The Company has identified the following important factors that could cause
actual results to differ materially from those expressed in any forward-looking
statement made by the Company.
1. The Company's capital structure is subject to significant financial leverage,
which could impair the Company's ability to obtain new or additional financing
for working capital and capital expenditures, could increase the Company's
vulnerability to a sustained economic downturn and could restrict the Company's
ability to take advantage of new business opportunities or limit the Company's
flexibility to respond to changing business conditions.

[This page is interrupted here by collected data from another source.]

PR #1684, opened 2026-05-16
fix: make parsing cluster ID more reliable

matthchr:

* Unit tests
* E2E: https://github.com/Azure/karpenter-provider-azure/actions/runs/25955064764

- [ ] Yes, issue opened: # 
- [ ] No

**Release Note**

```release-note

```


pkg/providers/launchtemplate/launchtemplate.go
```diff
@@ -160,6 +165,15 @@ func (p *Provider) getStaticParameters(
 
 	// ATTENTION!!!: changes here will NOT be effective on AKS machine nodes (ProvisionModeAKSMachineAPI); See aksmachineinstance.go/aksmachineinstancehelpers.go.
 	// Refactoring for code unification is not being invested immediately.
+
+	nsg, err := p.nsgProvider.ManagedNetworkSecurityGroup(ctx)
```
tallaxes, line 169: This is cached internally and thus cheap to do every time, right?

pkg/providers/launchtemplate/launchtemplate.go
```diff
@@ -160,6 +165,15 @@ func (p *Provider) getStaticParameters(
 
 	// ATTENTION!!!: changes here will NOT be effective on AKS machine nodes (ProvisionModeAKSMachineAPI); See aksmachineinstance.go/aksmachineinstancehelpers.go.
```
tallaxes, line 166: I presume cluster id is not needed on Machine API path, right?

tallaxes (approved):

pkg/providers/launchtemplate/launchtemplate.go
matthchr: Correct, because it's only needed for AgentBaker parameters which we don't need to fill out for Machine path.

pkg/providers/launchtemplate/launchtemplate.go
matthchr: Correct in fact we never re-look it up today. It's looked up once and we hold that original lookup in memory for the life of the process. This is safe because (AFAIK) it never changes. It's what we've been doing and should be safe for this case too (the name can't change anyway and that's all we need).

Issue #1625, opened 2026-04-07
Pods in E2E tests going to `Failed` status due to scheduling race


matthchr:
1. I have a pending pod and one node that is coming up.
2. Node comes up and goes ready, but has node.cilium.io/agent-not-ready:NoExecute taint. Pod can't be scheduled yet because taint is not removed yet.
3. Now, taint is removed. I think the way this happens is that daemonset/service on node calls APIServer and edits the node object to remove the taint. Doing so changes the state in etcd but neither scheduler nor node know about this change yet because their watches haven't synced yet.
4. Scheduler watch notices the taint is gone and says cool now I can schedule, and does so.
5. Kubelet watch hasn't actually seen the taint removal yet (slower than scheduler) and so pod gets rejected and goes to failed with time=2026-04-07T00:27:32Z type=Warning reason=TaintToleration from=kubelet message=Predicate TaintToleration failed: node(s) had taints that the pod didn't tolerate

I think the same thing can in theory happen with any of the startup taints, but I am seeing it most frequently with Cilium specifically (not sure if that's because it's last, or some other issue...)

matthchr:
Possibly we can move to use deployment or job  rather than `coretest.UnschedulablePod`.

rakechill:
The BYOK e2e suite has a ~78% pass rate on main (32/41 runs) since 4/25. The 9 failures break down into a few categories, one of which seems to manifest as this exact issue.

_**Pod timeout with NodeClassResolutionError -- 4 failures (recurring):**_ 
This is the main unresolved issue. Pods get scheduled onto Karpenter-provisioned nodes, immediately enter Failed phase, get deleted, and then Eventually() spins for 16 minutes polling for a pod that no longer exists. The NodeClassResolutionError ("Failed resolving NodeClass") appears on the nodepool in every case. Likely root cause: a race condition where the test creates NodeClass + NodePool + Pod atomically, and karpenter provisions a node before the NodeClass status controller finishes validation.

tallaxes:
Ran into this when deflaking Storage E2E. Thinking we can switch to Deployment where possible, and use Pod with taint toleration (bounded via tolerationSeconds) where direct Pod is important for some reason. Trying this for Storage in #1685, with wider experiment in #1686.

matthchr:
Closing this based on the expectation above that it was fixed by @tallaxes - Alex feel free to reopen if you disagree, but I haven't seen any of these flakes lately.

PR #1685, opened 2026-05-17
test(e2e): deflake storage suite

tallaxes:
**Description**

2. Under the terms of certain financing agreements, the Company is required to
maintain compliance with certain specified covenants, restrictions, financial
ratios and other financial and operating tests. The Company's ability to comply
with any of the foregoing restrictions and with loan repayment provisions will
depend upon its future profit and loss performance and financial position, which
will be subject to prevailing economic conditions and other factors, including
some factors entirely beyond the control of the Company. A failure to comply
with any of these obligations could result in an event of default under one or
more such financing agreements, which could result in the acceleration of the
repayment of certain of the Company's debt, as well as the possible termination
of aircraft operating leases. Such an event could result in a materially adverse
effect on the Company's financial position.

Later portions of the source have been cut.